EXERCISE INSTRUCTIONS: Using the data below, return every line that holds the word "Nice".

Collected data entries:

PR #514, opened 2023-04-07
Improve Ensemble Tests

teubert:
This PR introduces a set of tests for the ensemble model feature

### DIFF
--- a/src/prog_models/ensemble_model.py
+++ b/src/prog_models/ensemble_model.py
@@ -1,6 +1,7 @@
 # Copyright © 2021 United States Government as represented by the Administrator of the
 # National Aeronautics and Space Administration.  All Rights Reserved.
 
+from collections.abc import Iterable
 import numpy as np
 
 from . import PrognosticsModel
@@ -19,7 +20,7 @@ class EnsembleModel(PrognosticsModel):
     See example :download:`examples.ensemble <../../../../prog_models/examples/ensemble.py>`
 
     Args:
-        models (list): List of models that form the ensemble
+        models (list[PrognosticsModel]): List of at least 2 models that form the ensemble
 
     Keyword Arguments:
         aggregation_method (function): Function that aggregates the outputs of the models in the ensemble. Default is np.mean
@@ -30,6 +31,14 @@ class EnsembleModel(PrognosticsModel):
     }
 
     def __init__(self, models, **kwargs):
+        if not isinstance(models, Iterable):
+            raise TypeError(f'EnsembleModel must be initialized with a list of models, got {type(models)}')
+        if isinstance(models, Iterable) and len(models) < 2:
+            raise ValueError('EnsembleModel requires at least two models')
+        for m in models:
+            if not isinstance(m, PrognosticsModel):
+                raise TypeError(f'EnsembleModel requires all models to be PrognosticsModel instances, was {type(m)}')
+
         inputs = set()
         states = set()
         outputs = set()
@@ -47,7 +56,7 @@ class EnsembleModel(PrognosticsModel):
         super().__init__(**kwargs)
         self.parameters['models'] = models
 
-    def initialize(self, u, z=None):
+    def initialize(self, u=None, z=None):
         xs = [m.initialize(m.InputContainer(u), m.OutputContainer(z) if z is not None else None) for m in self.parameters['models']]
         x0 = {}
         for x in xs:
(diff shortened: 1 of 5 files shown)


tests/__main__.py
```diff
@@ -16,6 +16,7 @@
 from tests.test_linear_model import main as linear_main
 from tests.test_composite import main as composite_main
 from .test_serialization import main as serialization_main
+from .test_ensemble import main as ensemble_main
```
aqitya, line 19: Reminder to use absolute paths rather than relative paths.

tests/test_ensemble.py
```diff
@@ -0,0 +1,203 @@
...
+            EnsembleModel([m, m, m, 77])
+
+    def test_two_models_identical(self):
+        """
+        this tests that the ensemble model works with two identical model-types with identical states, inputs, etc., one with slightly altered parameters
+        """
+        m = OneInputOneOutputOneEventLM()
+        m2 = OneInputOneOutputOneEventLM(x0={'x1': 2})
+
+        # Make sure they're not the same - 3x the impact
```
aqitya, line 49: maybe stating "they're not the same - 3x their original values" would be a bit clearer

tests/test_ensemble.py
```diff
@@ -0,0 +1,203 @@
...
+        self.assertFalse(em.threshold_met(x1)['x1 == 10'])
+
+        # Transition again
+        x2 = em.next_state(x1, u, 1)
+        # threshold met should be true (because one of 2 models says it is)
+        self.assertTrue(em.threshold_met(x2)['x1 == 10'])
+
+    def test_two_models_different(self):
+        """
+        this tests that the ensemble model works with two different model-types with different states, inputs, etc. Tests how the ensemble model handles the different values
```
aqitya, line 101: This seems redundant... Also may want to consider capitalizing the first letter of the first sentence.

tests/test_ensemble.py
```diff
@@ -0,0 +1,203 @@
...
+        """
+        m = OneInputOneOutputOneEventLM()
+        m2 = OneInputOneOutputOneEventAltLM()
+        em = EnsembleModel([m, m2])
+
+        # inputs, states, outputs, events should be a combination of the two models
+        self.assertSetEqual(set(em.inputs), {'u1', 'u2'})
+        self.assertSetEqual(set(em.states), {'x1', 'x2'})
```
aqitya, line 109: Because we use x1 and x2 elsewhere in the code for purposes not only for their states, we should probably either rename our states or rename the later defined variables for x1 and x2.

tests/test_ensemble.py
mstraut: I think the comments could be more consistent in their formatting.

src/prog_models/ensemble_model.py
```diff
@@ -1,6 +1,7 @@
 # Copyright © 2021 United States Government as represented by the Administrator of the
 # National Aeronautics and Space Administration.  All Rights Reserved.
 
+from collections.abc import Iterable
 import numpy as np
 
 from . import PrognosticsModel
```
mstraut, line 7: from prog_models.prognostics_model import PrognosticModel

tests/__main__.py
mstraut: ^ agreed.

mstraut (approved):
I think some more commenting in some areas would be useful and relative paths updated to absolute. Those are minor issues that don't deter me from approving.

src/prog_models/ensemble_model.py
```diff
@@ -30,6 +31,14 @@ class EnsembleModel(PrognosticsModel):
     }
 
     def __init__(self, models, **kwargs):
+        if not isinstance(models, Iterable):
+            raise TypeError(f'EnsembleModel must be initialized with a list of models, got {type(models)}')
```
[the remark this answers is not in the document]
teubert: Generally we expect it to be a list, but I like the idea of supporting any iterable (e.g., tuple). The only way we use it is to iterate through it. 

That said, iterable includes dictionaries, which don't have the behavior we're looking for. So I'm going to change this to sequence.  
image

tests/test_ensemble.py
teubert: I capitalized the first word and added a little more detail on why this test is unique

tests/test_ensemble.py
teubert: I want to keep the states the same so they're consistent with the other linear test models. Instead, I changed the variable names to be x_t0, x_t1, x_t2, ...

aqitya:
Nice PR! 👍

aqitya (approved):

--

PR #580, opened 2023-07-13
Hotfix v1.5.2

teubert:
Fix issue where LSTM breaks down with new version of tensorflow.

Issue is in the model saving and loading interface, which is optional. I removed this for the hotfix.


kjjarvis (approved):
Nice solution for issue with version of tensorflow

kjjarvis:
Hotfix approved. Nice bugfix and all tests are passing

WRITTEN SOLUTION:
Nice PR! 👍
Nice solution for issue with version of tensorflow
Hotfix approved. Nice bugfix and all tests are passing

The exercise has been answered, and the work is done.